Store Data Safely

Coffee & Coding

YiWen Hon

Matt Dray

May 16, 2024

Avoid storing data on GitHub

Why?

Because:

data may be sensitive
GitHub was designed for source control of code
GitHub has repository file-size limits
it makes data independent from code
it prevents repetition

Other approaches

To prevent data commits:

use a .gitignore file (*.csv, etc)
use Git hooks
avoid ‘add all’ (git add .) when staging
ensure thorough reviews of (small) pull-requests

What if I committed data?

‘It depends’, but if it’s sensitive:

‘undo’ the commit with git reset
use a tool like BFG to expunge the file from Git history
delete the repo and restart 🔥

A data security breach may have to be reported.

Data-hosting solutions

We’ll talk about two main options for The Strategy Unit:

Posit Connect and the {pins} package
Azure Data Storage

Which to use? It depends.

{pins} 📌

A platform by Posit

A package by Posit

Basic approach

install.packages("pins")
library(pins)

board_connect()
pin_write(board, data, "pin_name")
pin_read(board, "user_name/pin_name")

Live demo

Link RStudio to Posit Connect (authenticate)
Connect to the board
Write a new pin
Check pin status and details
Pin versions
Use pinned data
Unpin your pin

Should I use it?

⚠️ {pins} is not great because:

you should not upload sensitive data!
there’s a file-size upload limit
pin organisation is a bit awkward (no subfolders)

{pins} is helpful because:

authentication is straightforward
data can be versioned
you can control permissions
there are R and Python versions of the package

Azure Data Storage 🟦

What is Azure Data Storage?

Microsoft cloud storage for unstructured data or ‘blobs’ (Binary Large Objects): data objects in binary form that do not necessarily conform to any file format.

How is it different?

No hierarchy – although you can make pseudo-‘folders’ with the blobnames.
Authenticates with your Microsoft account.

Authenticating to Azure Data Storage

You are all part of the “strategy-unit-analysts” group; this gives you read/write access to specific Azure storage containers.
You can store sensitive information like the container ID in a local .Renviron or .env file that should be ignored by git.
Using {AzureAuth}, {AzureStor} and your credentials, you can connect to the Azure storage container, upload files and download them, or read the files directly from storage!

Step 1: load your environment variables

Store sensitive info in an .Renviron file that’s kept out of your Git history! The info can then be loaded in your script.

.Renviron:

AZ_STORAGE_EP=https://STORAGEACCOUNT.blob.core.windows.net/

Script:

ep_uri <- Sys.getenv("AZ_STORAGE_EP")

Tip: reload .Renviron with readRenviron(".Renviron")
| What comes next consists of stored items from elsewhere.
PR #8899, opened 2025-05-21
Triangulation: filter_iterator

afabri:
## Summary of Changes

The testsuite of [Triangulation](https://cgal.geometryfactory.com/CGAL/testsuite/summary-6.1-Ic-159.html?package=Triangulation) has N's for some platforms. The test platforms have in common to use boost_1_88_0, but with VC++ or clang on Windows I can't reproduce the error with this version of boost.

In this PR I use the filter_iterator adaptor of CGAL, to see if the boost filter_iterator  is the problem.

## Release Management

### DIFF
--- a/STL_Extension/test/STL_Extension/test_Compact_container.cpp
+++ b/STL_Extension/test/STL_Extension/test_Compact_container.cpp
@@ -5,6 +5,9 @@
 #include <list>
 #include <vector>
 #include <type_traits>
+
+#include <boost/iterator/filter_iterator.hpp>
+
 #include <CGAL/Compact_container.h>
 #include <CGAL/Random.h>
 
@@ -57,9 +60,10 @@ class Node_2
     Node_2 * p;
     void * p_cc;
   };
-  int      rnd;
 
 public:
+
+  int      rnd;
 
   Node_2()
   : p(nullptr), rnd(CGAL::get_default_random().get_int(0, 100)) {}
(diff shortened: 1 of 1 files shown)


Triangulation/include/CGAL/Triangulation.h
```diff
@@ -437,15 +448,28 @@ class Triangulation
...
     { return Finite_full_cell_iterator(Finiteness_predicate(*this), full_cells_begin(), full_cells_end()); }
     Finite_full_cell_iterator finite_full_cells_end()
     { return Finite_full_cell_iterator(Finiteness_predicate(*this), full_cells_end(), full_cells_end()); }
+
     Finite_full_cell_const_iterator finite_full_cells_begin() const
     { return Finite_full_cell_const_iterator(Finiteness_predicate(*this), full_cells_begin(), full_cells_end()); }
     Finite_full_cell_const_iterator finite_full_cells_end() const
     { return Finite_full_cell_const_iterator(Finiteness_predicate(*this), full_cells_end(), full_cells_end()); }
+#else
+/*
```
afabri, line 462: @sloriot When I uncomment the non-const version I get a compilation error. Can you explain why?

sloriot: Fixed. I don't get why I need to define extra operators. I would have expect that there would be an implicit conversion then.

mglisse:
See https://github.com/boostorg/iterator/issues/92 for the source of the issue.

afabri:
@mglisse    I only changed the filter for cells and not for vertices, which is enough for the testsuite. What is different for vertices?  Is it maybe only not tested?

sloriot:
Successfully tested in CGAL-6.1-Ic-170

Step 1: load your environment variables

In the demo script we are providing, you will need these environment variables:

ep_uri <- Sys.getenv("AZ_STORAGE_EP")
app_id <- Sys.getenv("AZ_APP_ID")
container_name <- Sys.getenv("AZ_STORAGE_CONTAINER")
tenant <- Sys.getenv("AZ_TENANT_ID")

Step 2: Authenticate with Azure

token <- AzureAuth::get_azure_token(
  "https://storage.azure.com",
  tenant = tenant,
  app = app_id,
  auth_type = "device_code",
)

The first time you do this, you will have link to authenticate in your browser and a code in your terminal to enter. Use the browser that works best with your @mlcsu.nhs.uk account!

A Microsoft authentication screen asking if the user is trying to sign into a named Azure container.
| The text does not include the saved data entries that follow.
PR #8904, opened 2025-05-22
Rename home page of reference manuals to "Reference Manual"

sloriot:
Before: "Pkg Reference"
After: "Reference Manual"

No need to repeat the package name as it is on the line above.

Example output
Screenshot from 2025-05-22 16-18-54


sloriot:
Successfully tested in CGAL-6.1-Ic-161

PR #8909, opened 2025-05-26
TDS_3: use indices, and keep backward compatibility with handles

afabri:
## Summary of Changes

Instead of changing the API of TDS, Triangulation, and everything using it, this PR takes another approach:
We store indices in the data structures instead of handles, and generate the handles on the fly, which hold a pointer to the TDS and an index. 

We also split `Triangulation_data_structure_3`  in two:  A base class which knows about storage and index/vs pointer and provides an API with handles.  And a derived class that uses this API with handles, which works for both base classes as in the derived class we do not use pointers or indices directly. 

We checked that the Triangulation with indexed storage can be used in Alpha Wrapping without as only change of code the `typedef`  of the `TDS`. 

### Todo

See tracking issue #8969.

## Release Management

* Affected package(s): TDS_3


lrineau:
With last push, on Linux, the testsuite of TDS_3, Triangulation_3, and STL_Extension, pass in Debug (with ASAN and UBSAN):

```
STL_Extension_Examples      =   2.27 sec*proc (14 tests)
STL_Extension_Tests         =  19.46 sec*proc (72 tests)
TDS_3_Examples              =   1.29 sec*proc (8 tests)
TDS_3_Tests                 =   1.11 sec*proc (6 tests)
Triangulation_3_Demo        =   0.18 sec*proc (1 test)
Triangulation_3_Examples    =  29.26 sec*proc (42 tests)
Triangulation_3_Tests       = 608.20 sec*proc (46 tests)
```

TDS_3/include/CGAL/TDS_3/Indexed_storage.h
```diff
@@ -0,0 +1,1802 @@
...
+    free_list_type freelist_{Index_type::invalid_index};
+    size_type anonymous_property_nb = 0;
+    static constexpr bool recycle_ = true;
+    bool garbage_ = false;
+    Property_map<Index_type, Storage_type, Concurrency_tag> storage_ =
+        add_property_map<Storage_type>(prefix + std::string(":storage"), Storage_type()).first;
+    Property_map<Index_type, bool, Concurrency_tag> removed_ =
+        add_property_map<bool>(prefix + std::string(":removed"), false).first;
+
+    Property_map<Index_type, Point, Concurrency_tag> points_;
```
afabri: Doing it here we also get a property map for cells as soon it has a nested type `Point`. This is already the case for cells with cached circumcenter?

Triangulation_3/include/CGAL/Triangulation_3.h
```diff
@@ -1355,46 +1448,88 @@ class Triangulation_3
...
 
-    cell_stack.push(d);
+    cell_stack.push(tds().to_cell_descriptor(d));
     d->tds_data().mark_in_conflict();
 
-    *it.second++ = d;
+    *it.second++ = d; // = tds().to_cell_descriptor(d);
 
+    auto check_this_facet_must_be_in_the_cz = [&](cell_descriptor cd, int i, bool on_boundary = false) {
+      if(!this_facet_must_be_in_the_cz || !the_facet_is_in_its_cz) return;
```
afabri: In vtune I see both lambdas.  Before we performed the test of line above to decide if we call the lambda or not. I guess what we see in vtune is the parameters getting copied.

Triangulation_3/include/CGAL/Delaunay_triangulation_3.h
```diff
@@ -879,6 +894,13 @@ side_of_sphere(VertexDescriptor v0, VertexDescriptor v1,
       return t->side_of_sphere(c, p, true) == ON_BOUNDED_SIDE;
     }
 
+    template <typename CellDescriptor,
+              std::enable_if_t<false == std::is_same_v<Cell_handle, CellDescriptor>, bool> = true>
+    bool operator()(const CellDescriptor& c) const
+    {
+      return t->side_of_sphere(c, p, true) == ON_BOUNDED_SIDE;
+    }
+
```
lrineau, line 910: In both cases the code is the same, and forwards to `*t`. You can simplify to just one generic overload:

```c++
    template <typename CellDescriptor>
    bool operator()(const CellDescriptor& c) const
    {
      return t->side_of_sphere(c, p, true) == ON_BOUNDED_SIDE;
    }
```

Triangulation_3/include/CGAL/Delaunay_triangulation_3.h
```diff
@@ -904,6 +926,14 @@ side_of_sphere(VertexDescriptor v0, VertexDescriptor v1,
       return t->side_of_circle(c, 3, p, true) == ON_BOUNDED_SIDE;
     }
 
+
+    template <typename CellDescriptor,
+              std::enable_if_t<false == std::is_same_v<Cell_handle, CellDescriptor>, bool> = true>
+    bool operator()(const CellDescriptor& c) const
+    {
+      return t->side_of_circle(c, 3, p, true) == ON_BOUNDED_SIDE;
+    }
```
lrineau, line 942: Same here: it can be factorize in just one generic version.

afabri: Not the same code because we call the function `handle(c)`  in line 828.   But you are nevertheless right as we can `handle(c)` even if `c`  is a `Cell_handle`as that is the identity. Thank you.

afabri:
`DT3_benchmark.cpp`   is 10% slower in this branch than in [afabri/Triangulation_3-benchmark-GF](https://github.com/afabri/cgal/tree/Triangulation_3-benchmark-GF)  which is main with `DT3_benchmark.cpp` added.
The branch [afabri/Triangulation_3_Indices-GF]((https://github.com/afabri/cgal/tree/Triangulation_3-Indices-GF) goes further and completely removes handles, without being faster.

The benchmark  of main:
image


The benchmark of [afabri:Triangulation_3-Handles-GF](https://github.com/afabri/cgal/tree/Triangulation_3-Handles-GF)
image

The benchmark of [afabri:Triangulation_3-Indices-GF](https://github.com/afabri/cgal/tree/Triangulation_3-Indices-GF)
image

Step 3: Connect to container

endpoint <- AzureStor::blob_endpoint(ep_uri, token = token)
container <- AzureStor::storage_container(endpoint, container_name)

# List files in container
blob_list <- AzureStor::list_blobs(container)

If you get 403 error, delete your token and re-authenticate, try a different browser/incognito, etc.

To clear Azure tokens: AzureAuth::clean_token_directory()

Interact with the container

It’s possible to interact with the container via your browser!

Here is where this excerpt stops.